I've run across something that surprised me.
I am using WinPcap
to collect data off a network. Internally, WinPcap
uses the Windows performance counters to generate its timestamps. I know they are subject to drift, but these timestamps nevertheless have precision down to the microsecond level.
If I insert these timestamps into a SQL Server Compact 4.0 database as a datetime
value and extract them later, I noticed that the precision has dropped to milliseconds.
For example,
10:52:19.706084 -> 10:52:19.706000
Now, I have since read here that SQL Server rounds values with the datetime
type to .000, .003, or .007 milliseconds. That explains what is happening.
Now, the datetime
field uses 8 bytes to store its data, 4 bytes for the date and 4 for the milliseconds since midnight. But if I call DateTime.ToBinary()
, I get back an 8-byte number that represents the value in all of its precision. In fact, if I write this value to the database in a bigint
column and then call DateTime.FromBinary()
when extracting that value, I get the original value with the same precision.
This is the approach I'm going to use, but I'm still curious: Why didn't the original datetime
type in SQL Server Compact use DateTime
's ToBinary/FromBinary storage mechanism?
EDIT:
As Aaron Bertrand rightly points out, SQL Compact does not support datetime2
. Further, datetime2
uses 6, 7, or 8 bytes, not 54 bytes in regular SQL Server. My basic question still stands, though.

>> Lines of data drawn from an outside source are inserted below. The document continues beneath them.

PR #1988, opened 2015-01-24
Stripe out all the -- comments

jxchinaren:


src/frontend/org/voltdb/utils/SQLCommand.java
```diff
@@ -152,6 +152,23 @@ public static Pattern getExecuteCall() {
             i++;
         }
 
+        int commentBegin = 0;
+        while ( (commentBegin = query.indexOf("--")) > 0) {
+            // stripe out inline dash dash comment
```
paulmartel: strip and stripe are not the same word.

src/frontend/org/voltdb/utils/SQLCommand.java
```diff
@@ -152,6 +152,23 @@ public static Pattern getExecuteCall() {
...
+
+            int commentEnd = query.indexOf("\n", commentBegin);
+            if (commentEnd > commentBegin) {
+                queriesAfterInlineComment = query.substring(commentEnd);
+            }
+
+            // concat the new query
+            query = queriesBeforeInlineComment + queriesAfterInlineComment;
+        }
+
```
paulmartel: Unless/until we need to get into really complex processing like quote-counting, I suspect that this change could be greatly simplified using regexp code -- possibly a one-liner -- by someone more skilled with regexp than me.

src/frontend/org/voltdb/utils/SQLCommand.java
```diff
@@ -152,6 +152,23 @@ public static Pattern getExecuteCall() {
             i++;
         }
 
+        int commentBegin = 0;
+        while ( (commentBegin = query.indexOf("--")) > 0) {
+            // stripe out inline dash dash comment
+            // this may have problem if the user has quoted data "--".
+            // Release note that SQLCMD does not support user quoted data dash dash.
```
paulmartel: Sorry about the long comment.
If we want to have a wider discussion, I can cut and paste it into an email.

One of the things I liked very much about your previous changeset was that it did not seem to have this problem with '--' in string literals. I am sad to see that go. It makes me uncomfortable to introduce this known failure with no known user workaround.

One possibility is that we make this code smarter by skipping any '--' that is preceded IN THE SAME LINE by an odd number of single quotes. The code would have to be smart about continuing to scan the line for another --. The only case that this would NOT catch is a valid (in sqlcmd anyway) multi-line string like this:

        col1 VARCHAR(1000) DEFAULT 'A string value started here that contains
    this non-comment -- on its own line with no preceding quote', -- and maybe a comment HERE!

And maybe that's too much logic to be adding to 5.0?

The version of the fix that I gave up on was also going to give up on '--' strings, BUT it included a workaorund.
An undocumented command line switch meant "for this sqlcmd session, the user promises to follow a few restrictions in where and how they use '--' comments, and what kind of punctuation they put into their '--' comments. In exchange, sqlcmd will just skip any risky steps like THIS one so the user can safely use '--' in a quoted string". That lets users (after they learn the secret) to combine in the same sql file '--' strings and MOST cases of '--' comments.

The OTHER possible workaround -- so maybe we would not even need a command line option -- is if hsql supports some way of disguising the ascii character '-'. This COULD be as simple as '\-' so users could be told to break up any '--' inside their strings by using something like '-\-'. Or maybe hsql supports some other escape sequence that uses numeric ascii or unicode values. I have never researched this question. It MIGHT be a "free" workaround that we can just release note.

I don't know the full internal details or the motivation behind the choice, but datetime
is stored internally as - essentially - two 4-byte integers. One represents date, the other represents time. I suspect you lose some precision in the latter because of the way ticks / milliseconds have been handled since the very first versions of SQL Server, but again, I don't know low-level implementation details.
Related questions for more background info:
What is the internal representation of datetime in sql server?
Allow Entity Framework 4.5 to use datetime2 with SQL Server CE4
In order to support the precision you want without moving the value in and out of binary format, I would suggest using LocalDB which has the same portability advantages of Compact but without many of the feature limitations (such as support for the more precise datetime2
type - which I assure you takes 6-8 bytes, not 54 :-)).